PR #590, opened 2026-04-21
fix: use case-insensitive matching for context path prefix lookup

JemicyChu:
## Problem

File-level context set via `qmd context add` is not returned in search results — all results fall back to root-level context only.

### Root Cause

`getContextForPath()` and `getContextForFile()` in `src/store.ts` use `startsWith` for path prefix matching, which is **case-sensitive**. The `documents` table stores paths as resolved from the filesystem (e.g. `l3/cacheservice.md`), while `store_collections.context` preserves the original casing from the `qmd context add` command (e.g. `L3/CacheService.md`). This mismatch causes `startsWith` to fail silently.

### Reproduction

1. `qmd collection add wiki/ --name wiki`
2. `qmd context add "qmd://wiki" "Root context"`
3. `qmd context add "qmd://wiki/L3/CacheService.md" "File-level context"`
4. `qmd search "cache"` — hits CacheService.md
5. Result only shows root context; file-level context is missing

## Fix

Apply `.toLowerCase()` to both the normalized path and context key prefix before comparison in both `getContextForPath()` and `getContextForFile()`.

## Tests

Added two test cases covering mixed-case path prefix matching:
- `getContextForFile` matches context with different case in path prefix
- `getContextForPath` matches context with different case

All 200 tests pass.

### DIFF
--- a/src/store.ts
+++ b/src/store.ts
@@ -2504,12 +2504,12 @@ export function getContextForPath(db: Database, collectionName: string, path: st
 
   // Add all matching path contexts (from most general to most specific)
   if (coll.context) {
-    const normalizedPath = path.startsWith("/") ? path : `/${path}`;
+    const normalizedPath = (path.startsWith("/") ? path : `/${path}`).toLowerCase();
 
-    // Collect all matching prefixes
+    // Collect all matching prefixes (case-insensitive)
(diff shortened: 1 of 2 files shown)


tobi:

========

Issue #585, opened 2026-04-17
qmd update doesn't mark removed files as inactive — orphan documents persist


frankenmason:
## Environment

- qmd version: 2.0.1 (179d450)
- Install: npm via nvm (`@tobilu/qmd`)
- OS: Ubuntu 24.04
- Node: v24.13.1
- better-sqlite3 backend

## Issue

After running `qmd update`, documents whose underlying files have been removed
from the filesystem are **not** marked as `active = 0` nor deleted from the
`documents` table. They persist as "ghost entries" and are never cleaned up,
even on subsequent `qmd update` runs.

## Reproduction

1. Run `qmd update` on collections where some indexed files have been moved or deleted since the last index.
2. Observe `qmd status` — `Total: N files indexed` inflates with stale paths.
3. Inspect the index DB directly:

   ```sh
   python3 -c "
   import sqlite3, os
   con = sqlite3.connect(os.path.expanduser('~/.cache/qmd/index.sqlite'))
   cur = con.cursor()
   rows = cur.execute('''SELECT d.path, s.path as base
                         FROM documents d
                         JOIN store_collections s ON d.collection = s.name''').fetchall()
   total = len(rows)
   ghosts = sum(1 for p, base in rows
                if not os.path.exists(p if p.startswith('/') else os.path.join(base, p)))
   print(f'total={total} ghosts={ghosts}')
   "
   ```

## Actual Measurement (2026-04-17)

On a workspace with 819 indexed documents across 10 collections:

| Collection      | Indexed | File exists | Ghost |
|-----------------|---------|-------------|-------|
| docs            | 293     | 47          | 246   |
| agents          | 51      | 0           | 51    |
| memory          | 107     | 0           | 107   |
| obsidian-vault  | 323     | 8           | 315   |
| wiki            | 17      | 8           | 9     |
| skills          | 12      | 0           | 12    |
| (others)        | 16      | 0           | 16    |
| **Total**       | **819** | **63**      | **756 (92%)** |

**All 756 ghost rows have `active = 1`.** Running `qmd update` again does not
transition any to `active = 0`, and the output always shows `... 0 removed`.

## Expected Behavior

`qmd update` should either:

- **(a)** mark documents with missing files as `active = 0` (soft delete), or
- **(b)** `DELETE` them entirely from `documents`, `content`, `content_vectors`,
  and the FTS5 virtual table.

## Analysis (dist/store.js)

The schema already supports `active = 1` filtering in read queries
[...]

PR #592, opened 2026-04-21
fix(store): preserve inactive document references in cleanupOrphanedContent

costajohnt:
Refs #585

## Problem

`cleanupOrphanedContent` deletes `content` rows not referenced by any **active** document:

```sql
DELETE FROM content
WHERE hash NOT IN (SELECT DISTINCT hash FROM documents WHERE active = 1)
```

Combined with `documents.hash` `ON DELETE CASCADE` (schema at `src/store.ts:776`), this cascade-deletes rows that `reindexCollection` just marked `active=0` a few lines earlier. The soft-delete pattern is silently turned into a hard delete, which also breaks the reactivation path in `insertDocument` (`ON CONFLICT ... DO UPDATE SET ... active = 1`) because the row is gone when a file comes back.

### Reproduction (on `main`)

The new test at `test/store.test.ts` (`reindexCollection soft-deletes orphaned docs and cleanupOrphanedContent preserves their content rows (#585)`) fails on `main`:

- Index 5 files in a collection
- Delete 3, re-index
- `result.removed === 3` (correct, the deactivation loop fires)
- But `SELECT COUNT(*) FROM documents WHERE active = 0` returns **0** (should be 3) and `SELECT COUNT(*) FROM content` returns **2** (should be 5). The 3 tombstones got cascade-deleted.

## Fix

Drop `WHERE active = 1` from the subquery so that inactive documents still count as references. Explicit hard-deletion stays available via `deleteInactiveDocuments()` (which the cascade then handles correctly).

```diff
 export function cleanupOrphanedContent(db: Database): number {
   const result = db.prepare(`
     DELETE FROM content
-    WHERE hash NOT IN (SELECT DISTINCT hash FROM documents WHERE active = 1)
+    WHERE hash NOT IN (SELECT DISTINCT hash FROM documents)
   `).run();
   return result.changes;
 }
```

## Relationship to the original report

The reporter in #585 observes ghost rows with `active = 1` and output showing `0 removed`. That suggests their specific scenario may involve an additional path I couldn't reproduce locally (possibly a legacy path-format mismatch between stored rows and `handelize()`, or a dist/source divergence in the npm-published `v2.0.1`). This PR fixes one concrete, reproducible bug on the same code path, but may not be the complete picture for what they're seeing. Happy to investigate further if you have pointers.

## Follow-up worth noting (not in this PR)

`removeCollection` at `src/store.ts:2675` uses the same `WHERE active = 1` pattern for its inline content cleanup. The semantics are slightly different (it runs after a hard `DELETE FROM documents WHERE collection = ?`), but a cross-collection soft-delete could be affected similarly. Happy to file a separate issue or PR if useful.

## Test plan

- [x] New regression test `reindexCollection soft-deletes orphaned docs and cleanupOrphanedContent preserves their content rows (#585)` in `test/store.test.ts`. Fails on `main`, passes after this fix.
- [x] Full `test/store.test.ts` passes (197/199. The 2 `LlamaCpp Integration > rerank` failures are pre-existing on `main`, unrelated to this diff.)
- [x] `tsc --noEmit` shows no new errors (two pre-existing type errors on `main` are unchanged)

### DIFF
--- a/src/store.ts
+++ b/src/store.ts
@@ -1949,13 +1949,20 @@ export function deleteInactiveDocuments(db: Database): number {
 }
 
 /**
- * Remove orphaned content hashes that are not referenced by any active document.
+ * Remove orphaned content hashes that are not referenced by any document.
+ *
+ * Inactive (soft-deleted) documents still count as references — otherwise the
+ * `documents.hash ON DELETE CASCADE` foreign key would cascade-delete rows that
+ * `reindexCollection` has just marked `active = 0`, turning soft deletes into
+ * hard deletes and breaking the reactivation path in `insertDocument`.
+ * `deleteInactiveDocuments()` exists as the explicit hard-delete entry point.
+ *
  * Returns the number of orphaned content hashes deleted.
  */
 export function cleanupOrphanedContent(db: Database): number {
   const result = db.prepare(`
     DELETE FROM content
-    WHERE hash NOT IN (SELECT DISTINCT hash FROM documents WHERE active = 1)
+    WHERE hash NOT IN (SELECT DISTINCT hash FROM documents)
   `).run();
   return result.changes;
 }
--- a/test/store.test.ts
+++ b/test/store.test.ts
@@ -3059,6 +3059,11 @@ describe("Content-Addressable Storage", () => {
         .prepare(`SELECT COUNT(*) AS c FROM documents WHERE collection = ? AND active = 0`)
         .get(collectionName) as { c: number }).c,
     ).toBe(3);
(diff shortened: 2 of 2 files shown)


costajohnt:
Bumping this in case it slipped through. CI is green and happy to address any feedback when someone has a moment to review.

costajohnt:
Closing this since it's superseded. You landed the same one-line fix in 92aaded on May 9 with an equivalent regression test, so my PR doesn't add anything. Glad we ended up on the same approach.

========

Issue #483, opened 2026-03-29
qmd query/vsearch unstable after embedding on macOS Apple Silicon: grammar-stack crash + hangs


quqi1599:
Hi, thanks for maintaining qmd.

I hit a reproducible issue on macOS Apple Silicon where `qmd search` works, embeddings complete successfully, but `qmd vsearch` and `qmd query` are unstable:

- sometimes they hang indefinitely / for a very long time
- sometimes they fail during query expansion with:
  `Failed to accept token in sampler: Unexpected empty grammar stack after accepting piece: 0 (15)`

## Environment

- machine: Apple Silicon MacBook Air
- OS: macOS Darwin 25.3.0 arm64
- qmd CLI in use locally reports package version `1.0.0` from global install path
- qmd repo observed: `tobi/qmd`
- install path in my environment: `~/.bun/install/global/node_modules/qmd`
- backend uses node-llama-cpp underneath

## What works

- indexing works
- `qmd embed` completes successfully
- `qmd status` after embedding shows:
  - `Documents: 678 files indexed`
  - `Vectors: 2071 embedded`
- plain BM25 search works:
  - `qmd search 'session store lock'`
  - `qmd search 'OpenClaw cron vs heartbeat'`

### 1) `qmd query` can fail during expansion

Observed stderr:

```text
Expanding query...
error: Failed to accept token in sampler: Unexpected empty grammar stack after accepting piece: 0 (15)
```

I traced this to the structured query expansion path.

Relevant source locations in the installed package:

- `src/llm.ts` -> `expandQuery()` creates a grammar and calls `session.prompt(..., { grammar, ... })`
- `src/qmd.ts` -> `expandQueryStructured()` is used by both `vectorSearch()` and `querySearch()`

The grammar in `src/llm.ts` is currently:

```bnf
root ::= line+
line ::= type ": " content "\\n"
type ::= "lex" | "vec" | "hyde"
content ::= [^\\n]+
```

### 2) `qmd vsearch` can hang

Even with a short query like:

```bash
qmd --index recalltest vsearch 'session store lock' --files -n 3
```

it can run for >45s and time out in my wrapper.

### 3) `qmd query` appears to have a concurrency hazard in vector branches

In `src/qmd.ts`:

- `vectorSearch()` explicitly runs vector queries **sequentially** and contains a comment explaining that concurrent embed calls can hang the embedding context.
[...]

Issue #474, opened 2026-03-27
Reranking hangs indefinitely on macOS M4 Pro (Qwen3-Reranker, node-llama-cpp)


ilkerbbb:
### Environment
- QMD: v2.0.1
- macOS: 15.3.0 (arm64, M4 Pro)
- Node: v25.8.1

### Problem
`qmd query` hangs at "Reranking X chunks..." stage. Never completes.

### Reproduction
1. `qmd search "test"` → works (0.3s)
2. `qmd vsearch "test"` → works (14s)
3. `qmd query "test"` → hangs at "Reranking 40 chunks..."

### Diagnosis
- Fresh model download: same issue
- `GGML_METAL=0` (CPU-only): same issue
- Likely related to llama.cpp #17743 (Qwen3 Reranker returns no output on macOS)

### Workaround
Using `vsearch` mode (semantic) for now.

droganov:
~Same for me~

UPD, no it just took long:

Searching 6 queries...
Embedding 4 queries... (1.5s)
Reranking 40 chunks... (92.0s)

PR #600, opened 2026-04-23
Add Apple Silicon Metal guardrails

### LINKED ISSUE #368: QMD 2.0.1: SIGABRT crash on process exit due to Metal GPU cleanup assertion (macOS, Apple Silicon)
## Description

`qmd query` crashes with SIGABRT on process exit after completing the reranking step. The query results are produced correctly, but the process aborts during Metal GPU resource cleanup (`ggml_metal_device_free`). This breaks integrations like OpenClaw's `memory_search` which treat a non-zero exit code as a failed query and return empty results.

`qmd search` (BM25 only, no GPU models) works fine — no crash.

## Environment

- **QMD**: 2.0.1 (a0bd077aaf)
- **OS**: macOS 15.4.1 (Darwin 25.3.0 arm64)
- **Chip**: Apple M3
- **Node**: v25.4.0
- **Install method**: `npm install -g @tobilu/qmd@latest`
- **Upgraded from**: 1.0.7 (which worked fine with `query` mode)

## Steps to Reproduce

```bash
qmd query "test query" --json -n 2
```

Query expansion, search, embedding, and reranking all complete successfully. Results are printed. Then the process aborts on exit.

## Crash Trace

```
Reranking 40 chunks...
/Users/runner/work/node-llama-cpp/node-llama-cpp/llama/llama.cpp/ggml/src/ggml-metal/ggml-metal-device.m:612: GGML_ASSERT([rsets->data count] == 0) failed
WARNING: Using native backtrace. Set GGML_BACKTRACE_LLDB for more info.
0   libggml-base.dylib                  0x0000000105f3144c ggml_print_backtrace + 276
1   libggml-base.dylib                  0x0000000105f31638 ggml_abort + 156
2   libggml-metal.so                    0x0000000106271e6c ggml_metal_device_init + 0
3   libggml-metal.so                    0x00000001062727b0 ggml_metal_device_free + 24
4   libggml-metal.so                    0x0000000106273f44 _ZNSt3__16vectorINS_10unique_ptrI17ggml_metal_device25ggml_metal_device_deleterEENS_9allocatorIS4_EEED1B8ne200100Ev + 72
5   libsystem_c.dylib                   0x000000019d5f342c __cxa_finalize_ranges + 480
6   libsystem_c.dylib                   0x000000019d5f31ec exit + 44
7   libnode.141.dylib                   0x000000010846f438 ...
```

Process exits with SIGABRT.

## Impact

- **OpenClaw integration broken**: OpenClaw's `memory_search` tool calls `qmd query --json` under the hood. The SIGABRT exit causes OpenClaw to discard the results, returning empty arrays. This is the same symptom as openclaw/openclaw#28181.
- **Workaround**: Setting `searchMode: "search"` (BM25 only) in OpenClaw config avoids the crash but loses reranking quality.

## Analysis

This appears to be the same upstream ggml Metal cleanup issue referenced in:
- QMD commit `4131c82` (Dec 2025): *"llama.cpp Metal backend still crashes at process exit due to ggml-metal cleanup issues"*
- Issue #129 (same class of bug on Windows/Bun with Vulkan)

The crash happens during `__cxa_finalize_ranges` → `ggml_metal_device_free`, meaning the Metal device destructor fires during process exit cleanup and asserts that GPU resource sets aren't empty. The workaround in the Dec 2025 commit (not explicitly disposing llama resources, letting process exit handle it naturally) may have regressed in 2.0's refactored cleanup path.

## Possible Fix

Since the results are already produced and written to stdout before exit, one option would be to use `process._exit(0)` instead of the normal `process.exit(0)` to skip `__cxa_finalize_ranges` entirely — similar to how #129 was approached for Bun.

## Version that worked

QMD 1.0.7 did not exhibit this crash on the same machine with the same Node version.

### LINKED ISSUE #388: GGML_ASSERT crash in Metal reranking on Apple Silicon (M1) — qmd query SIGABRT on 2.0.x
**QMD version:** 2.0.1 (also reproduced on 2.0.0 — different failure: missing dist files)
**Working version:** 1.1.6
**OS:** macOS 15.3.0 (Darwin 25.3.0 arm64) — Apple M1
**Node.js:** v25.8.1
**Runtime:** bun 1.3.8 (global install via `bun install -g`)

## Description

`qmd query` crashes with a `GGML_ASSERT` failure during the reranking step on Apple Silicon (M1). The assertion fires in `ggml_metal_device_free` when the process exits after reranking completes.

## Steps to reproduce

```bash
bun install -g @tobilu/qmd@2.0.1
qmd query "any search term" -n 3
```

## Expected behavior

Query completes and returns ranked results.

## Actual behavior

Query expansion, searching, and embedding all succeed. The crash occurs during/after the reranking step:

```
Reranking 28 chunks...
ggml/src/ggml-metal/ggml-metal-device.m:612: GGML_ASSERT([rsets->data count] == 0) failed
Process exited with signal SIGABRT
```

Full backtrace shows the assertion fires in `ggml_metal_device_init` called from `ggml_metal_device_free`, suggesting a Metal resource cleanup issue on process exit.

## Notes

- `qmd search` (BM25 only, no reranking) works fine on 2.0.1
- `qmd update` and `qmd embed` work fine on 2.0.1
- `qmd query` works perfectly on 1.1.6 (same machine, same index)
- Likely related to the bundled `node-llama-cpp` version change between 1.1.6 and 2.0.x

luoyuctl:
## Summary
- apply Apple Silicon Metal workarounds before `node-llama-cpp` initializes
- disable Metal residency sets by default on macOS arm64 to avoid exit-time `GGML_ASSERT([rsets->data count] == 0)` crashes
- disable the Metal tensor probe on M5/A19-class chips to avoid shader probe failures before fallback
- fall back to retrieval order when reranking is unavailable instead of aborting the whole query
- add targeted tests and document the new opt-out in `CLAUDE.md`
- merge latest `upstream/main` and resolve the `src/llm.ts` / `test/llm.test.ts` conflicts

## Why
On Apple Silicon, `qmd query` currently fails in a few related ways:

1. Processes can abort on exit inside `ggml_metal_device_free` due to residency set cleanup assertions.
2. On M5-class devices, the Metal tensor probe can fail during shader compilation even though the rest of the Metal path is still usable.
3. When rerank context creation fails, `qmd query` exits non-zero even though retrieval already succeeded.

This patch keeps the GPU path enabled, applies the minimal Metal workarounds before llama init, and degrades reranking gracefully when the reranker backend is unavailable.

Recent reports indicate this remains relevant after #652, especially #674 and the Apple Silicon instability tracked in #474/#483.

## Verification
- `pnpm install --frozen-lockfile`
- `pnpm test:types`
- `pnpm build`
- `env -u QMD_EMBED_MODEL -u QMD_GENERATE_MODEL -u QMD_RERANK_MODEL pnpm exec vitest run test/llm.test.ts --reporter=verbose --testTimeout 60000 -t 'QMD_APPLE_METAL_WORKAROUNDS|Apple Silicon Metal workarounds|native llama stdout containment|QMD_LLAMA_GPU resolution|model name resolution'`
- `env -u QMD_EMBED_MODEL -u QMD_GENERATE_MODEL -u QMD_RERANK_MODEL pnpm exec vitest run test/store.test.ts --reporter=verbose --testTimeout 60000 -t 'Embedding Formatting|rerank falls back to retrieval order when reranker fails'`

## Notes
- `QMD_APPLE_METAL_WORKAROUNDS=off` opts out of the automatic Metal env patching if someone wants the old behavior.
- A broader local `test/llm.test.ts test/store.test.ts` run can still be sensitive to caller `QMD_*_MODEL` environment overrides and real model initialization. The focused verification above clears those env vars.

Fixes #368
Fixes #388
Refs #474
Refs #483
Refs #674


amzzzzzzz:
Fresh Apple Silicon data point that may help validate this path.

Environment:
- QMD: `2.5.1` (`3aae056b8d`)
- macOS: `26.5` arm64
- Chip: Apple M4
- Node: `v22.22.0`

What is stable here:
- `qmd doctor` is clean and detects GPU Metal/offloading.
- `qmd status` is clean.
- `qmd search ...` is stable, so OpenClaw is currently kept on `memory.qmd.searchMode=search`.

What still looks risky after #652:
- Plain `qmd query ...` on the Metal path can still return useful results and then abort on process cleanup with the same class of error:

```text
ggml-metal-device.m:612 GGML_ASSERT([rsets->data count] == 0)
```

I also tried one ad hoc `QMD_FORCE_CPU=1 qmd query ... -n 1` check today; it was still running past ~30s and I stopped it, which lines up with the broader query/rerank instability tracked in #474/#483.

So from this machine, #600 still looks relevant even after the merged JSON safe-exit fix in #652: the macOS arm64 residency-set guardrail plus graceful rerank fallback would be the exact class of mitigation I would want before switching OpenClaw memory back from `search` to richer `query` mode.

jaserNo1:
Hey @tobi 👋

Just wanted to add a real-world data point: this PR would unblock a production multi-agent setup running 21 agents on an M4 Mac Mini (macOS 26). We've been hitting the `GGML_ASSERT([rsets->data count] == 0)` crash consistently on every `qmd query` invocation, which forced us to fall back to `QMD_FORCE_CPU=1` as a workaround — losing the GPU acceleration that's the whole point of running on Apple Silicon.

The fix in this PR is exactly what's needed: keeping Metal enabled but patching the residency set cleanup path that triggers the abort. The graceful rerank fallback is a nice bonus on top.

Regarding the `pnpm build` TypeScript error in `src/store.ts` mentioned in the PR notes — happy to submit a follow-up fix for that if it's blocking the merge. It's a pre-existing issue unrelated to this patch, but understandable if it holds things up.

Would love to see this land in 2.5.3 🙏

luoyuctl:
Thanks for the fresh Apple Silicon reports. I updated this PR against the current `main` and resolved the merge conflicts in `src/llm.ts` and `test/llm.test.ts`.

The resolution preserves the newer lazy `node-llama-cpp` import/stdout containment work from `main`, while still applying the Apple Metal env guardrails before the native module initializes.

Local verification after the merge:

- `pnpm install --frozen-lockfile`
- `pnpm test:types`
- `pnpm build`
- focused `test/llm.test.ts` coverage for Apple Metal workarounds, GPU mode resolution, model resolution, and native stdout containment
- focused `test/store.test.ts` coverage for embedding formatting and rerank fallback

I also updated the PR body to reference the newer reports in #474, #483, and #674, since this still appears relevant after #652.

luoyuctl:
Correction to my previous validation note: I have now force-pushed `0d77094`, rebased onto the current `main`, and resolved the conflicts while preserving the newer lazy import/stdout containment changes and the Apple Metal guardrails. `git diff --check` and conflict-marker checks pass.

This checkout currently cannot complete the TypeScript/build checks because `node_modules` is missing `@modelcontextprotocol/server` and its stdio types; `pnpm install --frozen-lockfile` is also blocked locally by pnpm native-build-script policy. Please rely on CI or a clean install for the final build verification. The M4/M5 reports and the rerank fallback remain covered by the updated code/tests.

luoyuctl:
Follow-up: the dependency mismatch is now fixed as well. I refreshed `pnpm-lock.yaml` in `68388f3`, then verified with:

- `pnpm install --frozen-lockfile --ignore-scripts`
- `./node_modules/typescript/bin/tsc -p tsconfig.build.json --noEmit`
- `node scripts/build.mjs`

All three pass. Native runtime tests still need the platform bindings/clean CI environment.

========

» **Prompt**
Each line above from the one with "File-level context set" up to and including the one with "in path prefix" must be set down exactly, and no line outside that span may appear.

» **Exercise solution**
File-level context set via `qmd context add` is not returned in search results — all results fall back to root-level context only.

### Root Cause

`getContextForPath()` and `getContextForFile()` in `src/store.ts` use `startsWith` for path prefix matching, which is **case-sensitive**. The `documents` table stores paths as resolved from the filesystem (e.g. `l3/cacheservice.md`), while `store_collections.context` preserves the original casing from the `qmd context add` command (e.g. `L3/CacheService.md`). This mismatch causes `startsWith` to fail silently.

### Reproduction

1. `qmd collection add wiki/ --name wiki`
2. `qmd context add "qmd://wiki" "Root context"`
3. `qmd context add "qmd://wiki/L3/CacheService.md" "File-level context"`
4. `qmd search "cache"` — hits CacheService.md
5. Result only shows root context; file-level context is missing

## Fix

Apply `.toLowerCase()` to both the normalized path and context key prefix before comparison in both `getContextForPath()` and `getContextForFile()`.

## Tests

Added two test cases covering mixed-case path prefix matching:
- `getContextForFile` matches context with different case in path prefix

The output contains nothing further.